** Opening The input block **

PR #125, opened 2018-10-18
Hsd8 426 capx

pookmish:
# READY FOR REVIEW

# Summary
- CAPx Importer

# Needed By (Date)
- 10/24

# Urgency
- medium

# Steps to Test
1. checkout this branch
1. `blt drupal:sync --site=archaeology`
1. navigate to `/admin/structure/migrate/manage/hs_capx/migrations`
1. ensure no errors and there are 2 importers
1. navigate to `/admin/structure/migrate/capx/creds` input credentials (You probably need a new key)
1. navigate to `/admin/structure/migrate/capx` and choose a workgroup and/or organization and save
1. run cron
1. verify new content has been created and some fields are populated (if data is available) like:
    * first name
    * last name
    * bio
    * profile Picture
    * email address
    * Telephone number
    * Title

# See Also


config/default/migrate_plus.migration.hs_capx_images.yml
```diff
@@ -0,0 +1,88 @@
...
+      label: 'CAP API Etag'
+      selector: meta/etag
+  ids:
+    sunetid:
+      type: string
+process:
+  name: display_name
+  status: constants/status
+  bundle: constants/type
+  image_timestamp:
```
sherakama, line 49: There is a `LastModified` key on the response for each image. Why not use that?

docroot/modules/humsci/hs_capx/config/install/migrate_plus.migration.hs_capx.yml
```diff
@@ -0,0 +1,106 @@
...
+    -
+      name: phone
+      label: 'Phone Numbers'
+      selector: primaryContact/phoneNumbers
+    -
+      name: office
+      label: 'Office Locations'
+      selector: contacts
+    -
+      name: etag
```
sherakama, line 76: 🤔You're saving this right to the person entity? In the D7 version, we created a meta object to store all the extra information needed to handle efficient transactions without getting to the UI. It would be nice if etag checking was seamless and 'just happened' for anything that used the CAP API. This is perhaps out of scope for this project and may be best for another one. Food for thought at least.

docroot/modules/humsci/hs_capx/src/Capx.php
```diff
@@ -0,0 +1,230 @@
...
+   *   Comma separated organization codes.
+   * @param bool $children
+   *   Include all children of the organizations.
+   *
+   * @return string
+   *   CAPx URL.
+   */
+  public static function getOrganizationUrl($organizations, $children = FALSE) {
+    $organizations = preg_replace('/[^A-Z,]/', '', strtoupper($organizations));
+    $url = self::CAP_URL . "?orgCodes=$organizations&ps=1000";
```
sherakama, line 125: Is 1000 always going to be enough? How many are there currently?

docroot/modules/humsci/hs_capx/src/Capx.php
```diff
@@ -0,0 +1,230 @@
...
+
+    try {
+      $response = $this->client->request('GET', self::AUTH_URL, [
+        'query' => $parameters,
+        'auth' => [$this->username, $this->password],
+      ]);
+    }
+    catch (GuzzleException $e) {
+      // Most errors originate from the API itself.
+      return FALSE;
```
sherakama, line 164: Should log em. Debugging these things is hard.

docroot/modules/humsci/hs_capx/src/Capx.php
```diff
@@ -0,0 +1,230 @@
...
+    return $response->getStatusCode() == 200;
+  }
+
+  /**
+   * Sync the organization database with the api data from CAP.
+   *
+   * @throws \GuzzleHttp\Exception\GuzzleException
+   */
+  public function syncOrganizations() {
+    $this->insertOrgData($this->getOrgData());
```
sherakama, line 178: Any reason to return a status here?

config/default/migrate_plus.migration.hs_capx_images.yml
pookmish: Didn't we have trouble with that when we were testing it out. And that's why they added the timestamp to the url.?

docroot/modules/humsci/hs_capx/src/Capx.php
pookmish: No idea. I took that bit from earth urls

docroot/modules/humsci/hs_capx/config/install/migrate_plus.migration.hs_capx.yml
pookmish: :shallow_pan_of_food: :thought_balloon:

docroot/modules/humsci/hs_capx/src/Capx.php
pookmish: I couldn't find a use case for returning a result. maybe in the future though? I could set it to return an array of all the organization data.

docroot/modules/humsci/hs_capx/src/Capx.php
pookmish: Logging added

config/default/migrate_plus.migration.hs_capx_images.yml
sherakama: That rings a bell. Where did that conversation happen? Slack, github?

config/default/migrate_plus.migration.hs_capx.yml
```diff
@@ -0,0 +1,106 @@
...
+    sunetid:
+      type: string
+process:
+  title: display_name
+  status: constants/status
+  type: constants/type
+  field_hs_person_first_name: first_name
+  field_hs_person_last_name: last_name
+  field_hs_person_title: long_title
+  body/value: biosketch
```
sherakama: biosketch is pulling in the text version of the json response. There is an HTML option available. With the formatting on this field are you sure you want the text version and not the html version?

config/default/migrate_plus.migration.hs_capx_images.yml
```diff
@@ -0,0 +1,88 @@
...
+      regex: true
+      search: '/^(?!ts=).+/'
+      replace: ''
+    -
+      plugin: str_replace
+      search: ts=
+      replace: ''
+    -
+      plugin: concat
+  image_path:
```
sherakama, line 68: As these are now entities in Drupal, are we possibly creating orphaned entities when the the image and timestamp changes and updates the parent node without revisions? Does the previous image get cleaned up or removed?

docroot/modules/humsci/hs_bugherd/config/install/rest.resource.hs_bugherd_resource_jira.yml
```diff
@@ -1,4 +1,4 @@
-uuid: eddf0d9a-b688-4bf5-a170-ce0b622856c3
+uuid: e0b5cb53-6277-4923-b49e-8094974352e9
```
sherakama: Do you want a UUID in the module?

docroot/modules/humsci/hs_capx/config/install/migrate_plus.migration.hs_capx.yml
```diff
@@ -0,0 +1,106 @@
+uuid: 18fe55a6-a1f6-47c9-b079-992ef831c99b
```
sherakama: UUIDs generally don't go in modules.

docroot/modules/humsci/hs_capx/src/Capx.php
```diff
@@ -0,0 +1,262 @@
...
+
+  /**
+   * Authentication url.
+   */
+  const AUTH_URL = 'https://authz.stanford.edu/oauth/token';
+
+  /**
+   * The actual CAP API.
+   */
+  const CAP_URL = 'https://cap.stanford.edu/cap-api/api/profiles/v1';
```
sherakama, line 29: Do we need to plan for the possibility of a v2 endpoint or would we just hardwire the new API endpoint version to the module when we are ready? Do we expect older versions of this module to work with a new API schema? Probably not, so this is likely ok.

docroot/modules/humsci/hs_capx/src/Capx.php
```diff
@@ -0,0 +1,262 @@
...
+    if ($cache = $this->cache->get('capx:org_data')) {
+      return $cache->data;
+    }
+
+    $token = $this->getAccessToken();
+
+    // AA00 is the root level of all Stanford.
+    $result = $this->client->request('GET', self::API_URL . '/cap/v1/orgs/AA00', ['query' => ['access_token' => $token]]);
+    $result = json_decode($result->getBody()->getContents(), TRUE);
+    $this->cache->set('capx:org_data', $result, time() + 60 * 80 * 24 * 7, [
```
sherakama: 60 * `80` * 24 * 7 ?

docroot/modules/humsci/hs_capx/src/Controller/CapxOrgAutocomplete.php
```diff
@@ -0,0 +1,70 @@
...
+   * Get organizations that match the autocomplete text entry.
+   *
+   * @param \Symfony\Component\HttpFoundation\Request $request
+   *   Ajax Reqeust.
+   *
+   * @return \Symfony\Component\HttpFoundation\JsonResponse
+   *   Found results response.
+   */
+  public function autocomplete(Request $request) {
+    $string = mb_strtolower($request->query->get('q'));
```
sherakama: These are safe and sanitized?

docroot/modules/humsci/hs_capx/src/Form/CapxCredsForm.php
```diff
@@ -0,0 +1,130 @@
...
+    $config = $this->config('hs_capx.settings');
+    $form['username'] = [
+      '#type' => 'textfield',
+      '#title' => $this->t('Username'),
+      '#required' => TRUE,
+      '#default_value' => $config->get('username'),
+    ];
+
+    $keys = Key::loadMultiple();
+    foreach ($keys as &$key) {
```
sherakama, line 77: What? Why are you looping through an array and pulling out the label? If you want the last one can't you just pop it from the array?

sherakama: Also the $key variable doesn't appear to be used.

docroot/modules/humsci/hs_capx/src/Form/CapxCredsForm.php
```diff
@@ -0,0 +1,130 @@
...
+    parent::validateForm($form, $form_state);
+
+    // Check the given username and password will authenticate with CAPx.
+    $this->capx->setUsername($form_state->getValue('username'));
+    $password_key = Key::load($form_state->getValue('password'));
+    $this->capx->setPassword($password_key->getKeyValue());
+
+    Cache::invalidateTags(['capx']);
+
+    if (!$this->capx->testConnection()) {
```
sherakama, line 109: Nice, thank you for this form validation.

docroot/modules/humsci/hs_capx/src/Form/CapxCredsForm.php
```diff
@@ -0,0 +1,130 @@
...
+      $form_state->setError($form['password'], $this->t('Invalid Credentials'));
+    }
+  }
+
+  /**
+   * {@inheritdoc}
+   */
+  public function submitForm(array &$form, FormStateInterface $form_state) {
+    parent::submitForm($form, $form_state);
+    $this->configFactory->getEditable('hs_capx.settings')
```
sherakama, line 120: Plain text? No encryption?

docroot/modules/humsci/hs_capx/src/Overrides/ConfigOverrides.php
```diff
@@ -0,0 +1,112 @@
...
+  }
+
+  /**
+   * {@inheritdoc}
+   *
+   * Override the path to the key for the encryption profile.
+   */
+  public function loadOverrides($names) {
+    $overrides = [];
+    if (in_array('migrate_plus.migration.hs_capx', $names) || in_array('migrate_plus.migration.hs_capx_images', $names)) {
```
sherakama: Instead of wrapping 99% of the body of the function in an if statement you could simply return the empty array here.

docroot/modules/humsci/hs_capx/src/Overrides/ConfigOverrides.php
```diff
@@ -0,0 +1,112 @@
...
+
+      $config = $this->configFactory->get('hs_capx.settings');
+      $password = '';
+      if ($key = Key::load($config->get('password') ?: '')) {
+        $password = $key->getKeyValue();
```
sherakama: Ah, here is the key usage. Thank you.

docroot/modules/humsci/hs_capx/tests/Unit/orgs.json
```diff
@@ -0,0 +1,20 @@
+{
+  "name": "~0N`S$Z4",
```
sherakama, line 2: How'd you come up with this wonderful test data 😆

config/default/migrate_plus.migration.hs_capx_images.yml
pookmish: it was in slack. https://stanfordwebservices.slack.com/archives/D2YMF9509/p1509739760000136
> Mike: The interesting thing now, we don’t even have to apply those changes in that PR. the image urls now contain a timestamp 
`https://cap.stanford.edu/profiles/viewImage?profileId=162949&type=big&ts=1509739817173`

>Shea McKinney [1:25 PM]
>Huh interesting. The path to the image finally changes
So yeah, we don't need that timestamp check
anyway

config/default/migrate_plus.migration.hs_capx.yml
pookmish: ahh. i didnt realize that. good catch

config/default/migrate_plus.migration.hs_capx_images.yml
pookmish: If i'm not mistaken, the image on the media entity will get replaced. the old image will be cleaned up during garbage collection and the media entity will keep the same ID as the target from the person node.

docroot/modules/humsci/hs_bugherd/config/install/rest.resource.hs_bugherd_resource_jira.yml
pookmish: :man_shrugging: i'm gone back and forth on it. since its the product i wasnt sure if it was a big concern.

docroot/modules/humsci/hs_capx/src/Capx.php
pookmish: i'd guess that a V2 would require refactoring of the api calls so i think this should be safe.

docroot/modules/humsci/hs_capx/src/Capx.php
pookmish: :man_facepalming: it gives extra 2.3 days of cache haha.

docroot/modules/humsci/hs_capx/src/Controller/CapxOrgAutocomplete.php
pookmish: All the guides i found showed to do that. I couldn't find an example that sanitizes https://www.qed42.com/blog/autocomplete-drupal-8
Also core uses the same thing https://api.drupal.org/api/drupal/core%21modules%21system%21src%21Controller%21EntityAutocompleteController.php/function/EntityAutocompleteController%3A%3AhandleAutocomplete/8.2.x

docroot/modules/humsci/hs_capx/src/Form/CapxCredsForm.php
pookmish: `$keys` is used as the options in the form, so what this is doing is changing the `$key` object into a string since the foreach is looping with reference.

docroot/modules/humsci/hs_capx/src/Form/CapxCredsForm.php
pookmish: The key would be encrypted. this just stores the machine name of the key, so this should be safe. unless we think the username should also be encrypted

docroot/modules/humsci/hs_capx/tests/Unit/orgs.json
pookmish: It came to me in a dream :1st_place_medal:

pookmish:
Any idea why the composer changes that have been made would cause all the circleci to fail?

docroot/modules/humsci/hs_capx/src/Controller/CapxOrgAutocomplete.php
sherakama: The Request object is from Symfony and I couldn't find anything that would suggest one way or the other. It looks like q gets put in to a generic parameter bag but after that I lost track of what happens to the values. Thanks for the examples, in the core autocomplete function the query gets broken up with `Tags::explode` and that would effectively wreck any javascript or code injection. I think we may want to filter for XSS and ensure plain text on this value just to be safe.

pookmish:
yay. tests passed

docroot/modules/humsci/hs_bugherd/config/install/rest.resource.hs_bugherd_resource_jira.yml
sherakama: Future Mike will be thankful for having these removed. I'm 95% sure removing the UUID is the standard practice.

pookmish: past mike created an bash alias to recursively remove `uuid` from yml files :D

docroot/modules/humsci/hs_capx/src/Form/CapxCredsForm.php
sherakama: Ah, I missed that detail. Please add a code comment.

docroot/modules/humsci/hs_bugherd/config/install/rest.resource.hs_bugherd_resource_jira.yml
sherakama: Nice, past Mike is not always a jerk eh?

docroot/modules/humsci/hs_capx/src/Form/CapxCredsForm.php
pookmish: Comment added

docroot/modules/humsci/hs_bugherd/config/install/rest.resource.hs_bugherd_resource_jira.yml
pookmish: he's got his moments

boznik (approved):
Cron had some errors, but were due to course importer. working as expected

** Closing The input block **
** Opening The input block **

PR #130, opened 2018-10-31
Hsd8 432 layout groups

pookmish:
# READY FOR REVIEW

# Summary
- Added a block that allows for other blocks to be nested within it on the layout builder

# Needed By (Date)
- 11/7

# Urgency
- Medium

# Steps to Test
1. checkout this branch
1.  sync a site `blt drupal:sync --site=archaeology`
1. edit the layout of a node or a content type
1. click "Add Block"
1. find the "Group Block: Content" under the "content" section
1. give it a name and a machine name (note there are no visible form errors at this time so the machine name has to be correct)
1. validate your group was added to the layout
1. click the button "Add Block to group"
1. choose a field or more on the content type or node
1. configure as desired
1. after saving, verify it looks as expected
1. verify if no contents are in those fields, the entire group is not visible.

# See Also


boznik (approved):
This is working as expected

** Closing The input block **
** Opening The input block **

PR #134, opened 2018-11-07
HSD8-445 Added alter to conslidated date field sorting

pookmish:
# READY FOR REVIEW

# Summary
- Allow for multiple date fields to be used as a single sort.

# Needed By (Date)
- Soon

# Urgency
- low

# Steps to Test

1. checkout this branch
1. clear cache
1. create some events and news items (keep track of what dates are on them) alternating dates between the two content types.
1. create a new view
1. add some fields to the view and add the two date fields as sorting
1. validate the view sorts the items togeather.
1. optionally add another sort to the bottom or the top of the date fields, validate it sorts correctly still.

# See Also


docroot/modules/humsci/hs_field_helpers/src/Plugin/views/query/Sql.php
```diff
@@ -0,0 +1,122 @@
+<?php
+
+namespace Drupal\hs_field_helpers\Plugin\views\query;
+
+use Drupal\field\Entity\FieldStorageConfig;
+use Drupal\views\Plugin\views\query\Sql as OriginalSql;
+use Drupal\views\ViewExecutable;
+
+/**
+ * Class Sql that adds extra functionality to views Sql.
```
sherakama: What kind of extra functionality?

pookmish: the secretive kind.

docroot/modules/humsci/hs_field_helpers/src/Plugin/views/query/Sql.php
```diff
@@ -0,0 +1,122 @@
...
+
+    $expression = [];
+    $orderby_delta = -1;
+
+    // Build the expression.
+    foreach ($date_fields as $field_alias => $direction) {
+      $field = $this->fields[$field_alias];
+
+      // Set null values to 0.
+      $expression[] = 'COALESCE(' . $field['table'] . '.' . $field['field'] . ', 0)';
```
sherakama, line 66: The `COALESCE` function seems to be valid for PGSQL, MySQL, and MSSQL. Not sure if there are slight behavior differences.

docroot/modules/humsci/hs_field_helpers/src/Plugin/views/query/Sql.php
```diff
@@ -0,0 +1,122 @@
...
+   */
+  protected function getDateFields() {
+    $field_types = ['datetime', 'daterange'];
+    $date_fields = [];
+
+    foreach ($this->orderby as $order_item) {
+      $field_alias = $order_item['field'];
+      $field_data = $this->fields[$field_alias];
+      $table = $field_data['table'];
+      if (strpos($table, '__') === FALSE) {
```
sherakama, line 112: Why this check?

** Closing The input block **

=== Exercise details ===
Return every line from the entries above that contains the word "biosketch".

=== Solution to the problem ===
+  body/value: biosketch
sherakama: biosketch is pulling in the text version of the json response. There is an HTML option available. With the formatting on this field are you sure you want the text version and not the html version?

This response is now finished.